╔══

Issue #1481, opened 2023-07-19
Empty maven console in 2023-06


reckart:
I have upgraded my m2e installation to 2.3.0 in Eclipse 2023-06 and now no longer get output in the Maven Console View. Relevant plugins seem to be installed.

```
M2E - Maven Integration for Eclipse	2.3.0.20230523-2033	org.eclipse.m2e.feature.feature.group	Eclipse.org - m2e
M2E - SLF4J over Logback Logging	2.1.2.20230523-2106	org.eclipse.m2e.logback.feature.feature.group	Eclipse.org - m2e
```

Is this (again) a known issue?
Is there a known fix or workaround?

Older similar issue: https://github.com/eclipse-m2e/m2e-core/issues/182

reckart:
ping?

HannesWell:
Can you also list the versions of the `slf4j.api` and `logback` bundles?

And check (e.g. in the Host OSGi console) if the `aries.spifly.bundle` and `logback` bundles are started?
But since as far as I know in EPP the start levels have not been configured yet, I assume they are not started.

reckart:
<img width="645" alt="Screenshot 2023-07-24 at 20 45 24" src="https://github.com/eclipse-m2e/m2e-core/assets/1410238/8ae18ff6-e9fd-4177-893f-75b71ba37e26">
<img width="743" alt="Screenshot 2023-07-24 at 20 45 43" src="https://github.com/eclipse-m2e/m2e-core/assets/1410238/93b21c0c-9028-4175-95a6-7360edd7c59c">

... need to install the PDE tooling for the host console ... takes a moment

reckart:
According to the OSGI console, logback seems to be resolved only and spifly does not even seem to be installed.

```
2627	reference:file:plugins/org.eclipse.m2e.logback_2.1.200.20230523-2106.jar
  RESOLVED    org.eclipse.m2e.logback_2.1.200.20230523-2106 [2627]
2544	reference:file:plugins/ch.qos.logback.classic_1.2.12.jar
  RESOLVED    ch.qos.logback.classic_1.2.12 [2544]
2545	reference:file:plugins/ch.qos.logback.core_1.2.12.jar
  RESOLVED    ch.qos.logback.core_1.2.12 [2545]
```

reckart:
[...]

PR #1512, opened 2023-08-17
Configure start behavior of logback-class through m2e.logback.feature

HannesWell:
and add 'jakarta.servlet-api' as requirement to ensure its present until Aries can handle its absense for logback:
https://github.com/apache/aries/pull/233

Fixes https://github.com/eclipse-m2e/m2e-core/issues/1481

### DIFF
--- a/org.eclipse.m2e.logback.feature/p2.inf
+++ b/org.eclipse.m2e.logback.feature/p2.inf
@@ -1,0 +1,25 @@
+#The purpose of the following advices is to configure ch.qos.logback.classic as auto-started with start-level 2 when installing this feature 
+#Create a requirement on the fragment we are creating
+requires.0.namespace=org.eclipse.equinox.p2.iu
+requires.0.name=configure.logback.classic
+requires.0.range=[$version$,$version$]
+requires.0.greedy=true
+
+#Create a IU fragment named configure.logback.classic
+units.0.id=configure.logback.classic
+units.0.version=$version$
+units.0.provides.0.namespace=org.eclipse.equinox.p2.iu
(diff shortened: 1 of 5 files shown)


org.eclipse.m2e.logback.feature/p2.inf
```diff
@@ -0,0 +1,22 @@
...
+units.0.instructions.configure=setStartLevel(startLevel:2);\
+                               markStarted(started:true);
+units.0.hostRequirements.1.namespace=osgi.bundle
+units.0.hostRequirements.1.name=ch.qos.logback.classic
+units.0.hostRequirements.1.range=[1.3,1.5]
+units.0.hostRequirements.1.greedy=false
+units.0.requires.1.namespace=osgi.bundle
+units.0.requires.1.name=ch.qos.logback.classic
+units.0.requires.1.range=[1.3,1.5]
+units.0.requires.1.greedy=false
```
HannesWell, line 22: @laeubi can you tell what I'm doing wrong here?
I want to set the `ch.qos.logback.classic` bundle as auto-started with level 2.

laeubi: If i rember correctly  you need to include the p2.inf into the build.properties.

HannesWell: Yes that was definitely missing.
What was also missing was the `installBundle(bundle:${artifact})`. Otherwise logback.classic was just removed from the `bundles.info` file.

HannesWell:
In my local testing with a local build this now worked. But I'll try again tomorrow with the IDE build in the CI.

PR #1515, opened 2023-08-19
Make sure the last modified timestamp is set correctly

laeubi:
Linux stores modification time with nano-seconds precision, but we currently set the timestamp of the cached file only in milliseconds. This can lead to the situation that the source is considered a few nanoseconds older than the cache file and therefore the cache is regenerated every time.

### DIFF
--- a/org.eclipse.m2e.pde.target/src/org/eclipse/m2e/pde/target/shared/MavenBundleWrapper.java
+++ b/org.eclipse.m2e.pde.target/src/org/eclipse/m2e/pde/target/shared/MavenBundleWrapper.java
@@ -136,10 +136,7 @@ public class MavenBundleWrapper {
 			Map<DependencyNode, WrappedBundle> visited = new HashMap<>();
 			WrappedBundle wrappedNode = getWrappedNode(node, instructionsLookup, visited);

╚══
╔══

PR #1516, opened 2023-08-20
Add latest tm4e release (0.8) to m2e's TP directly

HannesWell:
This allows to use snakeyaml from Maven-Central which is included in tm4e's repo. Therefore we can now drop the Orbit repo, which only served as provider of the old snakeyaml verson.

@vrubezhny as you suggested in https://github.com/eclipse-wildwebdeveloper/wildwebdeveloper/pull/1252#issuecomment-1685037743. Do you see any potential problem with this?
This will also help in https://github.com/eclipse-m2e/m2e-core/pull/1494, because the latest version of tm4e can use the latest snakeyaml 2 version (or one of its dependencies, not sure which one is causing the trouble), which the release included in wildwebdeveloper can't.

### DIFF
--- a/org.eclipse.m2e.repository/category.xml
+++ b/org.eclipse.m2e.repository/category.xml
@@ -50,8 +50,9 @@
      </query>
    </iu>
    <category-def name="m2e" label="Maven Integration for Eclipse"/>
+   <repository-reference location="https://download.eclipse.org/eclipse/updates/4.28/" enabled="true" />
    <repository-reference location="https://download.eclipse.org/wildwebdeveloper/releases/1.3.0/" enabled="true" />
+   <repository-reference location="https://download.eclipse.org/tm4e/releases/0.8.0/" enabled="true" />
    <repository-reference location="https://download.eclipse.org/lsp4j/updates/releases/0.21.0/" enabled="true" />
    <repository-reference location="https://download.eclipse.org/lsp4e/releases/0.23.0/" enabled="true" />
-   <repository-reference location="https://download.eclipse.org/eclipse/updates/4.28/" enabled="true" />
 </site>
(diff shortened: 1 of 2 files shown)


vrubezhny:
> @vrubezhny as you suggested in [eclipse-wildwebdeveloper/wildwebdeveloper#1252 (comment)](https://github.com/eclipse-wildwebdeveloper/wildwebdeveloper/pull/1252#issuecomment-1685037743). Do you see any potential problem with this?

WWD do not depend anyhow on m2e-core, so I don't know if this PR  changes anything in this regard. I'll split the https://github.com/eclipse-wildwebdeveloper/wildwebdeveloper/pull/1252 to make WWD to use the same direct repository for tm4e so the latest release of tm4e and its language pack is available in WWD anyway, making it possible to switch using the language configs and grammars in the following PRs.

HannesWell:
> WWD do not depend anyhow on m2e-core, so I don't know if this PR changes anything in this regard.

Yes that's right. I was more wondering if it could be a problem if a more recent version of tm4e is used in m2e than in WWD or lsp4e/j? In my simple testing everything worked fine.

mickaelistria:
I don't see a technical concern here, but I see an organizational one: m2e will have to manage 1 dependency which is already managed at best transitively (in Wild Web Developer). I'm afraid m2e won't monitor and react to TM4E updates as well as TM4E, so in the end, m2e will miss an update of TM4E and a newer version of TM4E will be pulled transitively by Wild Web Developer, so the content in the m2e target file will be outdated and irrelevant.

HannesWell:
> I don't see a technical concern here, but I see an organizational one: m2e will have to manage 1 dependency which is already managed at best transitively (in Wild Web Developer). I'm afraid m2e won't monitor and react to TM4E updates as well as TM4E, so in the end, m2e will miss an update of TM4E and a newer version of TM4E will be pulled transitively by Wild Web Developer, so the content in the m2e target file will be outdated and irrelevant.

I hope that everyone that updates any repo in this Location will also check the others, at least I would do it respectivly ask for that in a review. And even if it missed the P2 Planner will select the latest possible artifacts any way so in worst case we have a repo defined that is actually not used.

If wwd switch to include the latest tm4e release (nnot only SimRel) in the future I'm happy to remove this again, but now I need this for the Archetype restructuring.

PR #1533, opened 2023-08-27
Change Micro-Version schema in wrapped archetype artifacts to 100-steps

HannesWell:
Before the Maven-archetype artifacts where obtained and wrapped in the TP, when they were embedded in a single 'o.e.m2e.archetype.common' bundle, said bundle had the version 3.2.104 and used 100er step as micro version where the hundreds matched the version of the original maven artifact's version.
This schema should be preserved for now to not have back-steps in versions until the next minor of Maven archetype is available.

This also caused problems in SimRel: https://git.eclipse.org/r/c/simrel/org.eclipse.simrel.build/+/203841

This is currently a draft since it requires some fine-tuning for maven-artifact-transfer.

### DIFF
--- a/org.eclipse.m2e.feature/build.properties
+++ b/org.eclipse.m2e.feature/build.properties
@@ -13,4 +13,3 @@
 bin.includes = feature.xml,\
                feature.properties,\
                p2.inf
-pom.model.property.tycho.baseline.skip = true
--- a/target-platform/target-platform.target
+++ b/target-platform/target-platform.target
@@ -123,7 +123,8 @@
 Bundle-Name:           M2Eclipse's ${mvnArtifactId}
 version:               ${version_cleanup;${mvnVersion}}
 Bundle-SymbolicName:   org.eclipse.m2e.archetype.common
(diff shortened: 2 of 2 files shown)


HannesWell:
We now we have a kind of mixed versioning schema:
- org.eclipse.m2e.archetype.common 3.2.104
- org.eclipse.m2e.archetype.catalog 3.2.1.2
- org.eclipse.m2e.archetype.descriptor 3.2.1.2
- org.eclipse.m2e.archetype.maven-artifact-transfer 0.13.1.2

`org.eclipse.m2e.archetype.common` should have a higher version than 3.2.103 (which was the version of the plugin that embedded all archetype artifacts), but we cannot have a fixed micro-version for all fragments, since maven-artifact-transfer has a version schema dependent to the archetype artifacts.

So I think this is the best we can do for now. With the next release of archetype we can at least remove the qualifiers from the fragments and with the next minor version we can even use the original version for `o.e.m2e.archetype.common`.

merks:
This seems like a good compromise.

╚══

— What you should do —
Identify and extract each line of the listing that contains "Create".

— Solution for this problem —
+#Create a requirement on the fragment we are creating
+#Create a IU fragment named configure.logback.classic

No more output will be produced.